◆ **Exercise brief**
Wherever a line in the records below contains "lacks", copy that line.

◆ **Stored items**
# # # # # # #
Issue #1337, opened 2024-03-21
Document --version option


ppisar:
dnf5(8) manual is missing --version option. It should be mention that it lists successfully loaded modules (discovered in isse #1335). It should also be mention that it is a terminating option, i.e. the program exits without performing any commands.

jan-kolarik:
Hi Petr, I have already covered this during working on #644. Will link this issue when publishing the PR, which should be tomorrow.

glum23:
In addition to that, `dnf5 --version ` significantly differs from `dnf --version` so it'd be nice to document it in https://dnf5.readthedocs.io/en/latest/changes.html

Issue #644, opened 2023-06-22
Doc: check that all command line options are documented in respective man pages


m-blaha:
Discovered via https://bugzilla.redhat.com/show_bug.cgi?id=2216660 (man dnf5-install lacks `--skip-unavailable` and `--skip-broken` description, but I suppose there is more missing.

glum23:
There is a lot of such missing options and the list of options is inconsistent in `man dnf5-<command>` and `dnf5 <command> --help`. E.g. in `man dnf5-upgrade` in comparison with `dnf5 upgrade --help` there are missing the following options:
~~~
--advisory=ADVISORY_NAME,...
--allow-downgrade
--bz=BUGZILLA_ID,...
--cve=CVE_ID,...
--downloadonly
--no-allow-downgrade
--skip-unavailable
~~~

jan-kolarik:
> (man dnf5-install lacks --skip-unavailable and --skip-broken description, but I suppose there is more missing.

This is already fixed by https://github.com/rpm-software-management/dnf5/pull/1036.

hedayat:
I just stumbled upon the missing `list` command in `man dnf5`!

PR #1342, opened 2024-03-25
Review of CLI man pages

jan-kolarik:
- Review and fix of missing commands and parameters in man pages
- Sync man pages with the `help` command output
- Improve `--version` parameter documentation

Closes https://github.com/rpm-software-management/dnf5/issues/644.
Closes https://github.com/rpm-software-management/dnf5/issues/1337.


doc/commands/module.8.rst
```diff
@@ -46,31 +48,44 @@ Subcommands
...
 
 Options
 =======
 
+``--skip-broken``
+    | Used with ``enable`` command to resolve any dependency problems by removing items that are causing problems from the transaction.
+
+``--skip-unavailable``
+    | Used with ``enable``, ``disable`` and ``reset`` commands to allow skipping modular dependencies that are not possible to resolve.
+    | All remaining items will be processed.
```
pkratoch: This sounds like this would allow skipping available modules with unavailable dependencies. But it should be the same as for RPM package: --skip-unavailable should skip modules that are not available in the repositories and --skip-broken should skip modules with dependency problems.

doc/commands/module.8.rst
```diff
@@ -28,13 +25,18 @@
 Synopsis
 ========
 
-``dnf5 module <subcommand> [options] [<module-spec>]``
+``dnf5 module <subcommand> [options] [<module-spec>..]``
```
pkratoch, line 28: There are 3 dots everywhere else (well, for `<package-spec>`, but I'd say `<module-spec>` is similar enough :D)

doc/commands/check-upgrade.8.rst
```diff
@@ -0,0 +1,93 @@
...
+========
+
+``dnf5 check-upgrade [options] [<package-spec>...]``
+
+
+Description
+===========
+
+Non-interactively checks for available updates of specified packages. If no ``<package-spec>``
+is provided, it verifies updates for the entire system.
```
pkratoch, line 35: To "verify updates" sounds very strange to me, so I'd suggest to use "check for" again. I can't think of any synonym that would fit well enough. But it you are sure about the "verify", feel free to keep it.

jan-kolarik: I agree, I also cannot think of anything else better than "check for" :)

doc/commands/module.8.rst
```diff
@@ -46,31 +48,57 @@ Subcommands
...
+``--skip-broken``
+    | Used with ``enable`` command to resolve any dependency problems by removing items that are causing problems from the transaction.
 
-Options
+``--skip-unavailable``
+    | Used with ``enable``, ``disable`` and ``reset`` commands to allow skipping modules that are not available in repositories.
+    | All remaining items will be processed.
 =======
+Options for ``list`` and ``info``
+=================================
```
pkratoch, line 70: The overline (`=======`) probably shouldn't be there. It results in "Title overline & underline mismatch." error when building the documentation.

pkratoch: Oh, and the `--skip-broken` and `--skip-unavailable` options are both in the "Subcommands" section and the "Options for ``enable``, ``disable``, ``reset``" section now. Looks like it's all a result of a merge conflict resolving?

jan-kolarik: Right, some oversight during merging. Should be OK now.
# # # # # # #
◆ **Result of this task**
Discovered via https://bugzilla.redhat.com/show_bug.cgi?id=2216660 (man dnf5-install lacks `--skip-unavailable` and `--skip-broken` description, but I suppose there is more missing.
> (man dnf5-install lacks --skip-unavailable and --skip-broken description, but I suppose there is more missing.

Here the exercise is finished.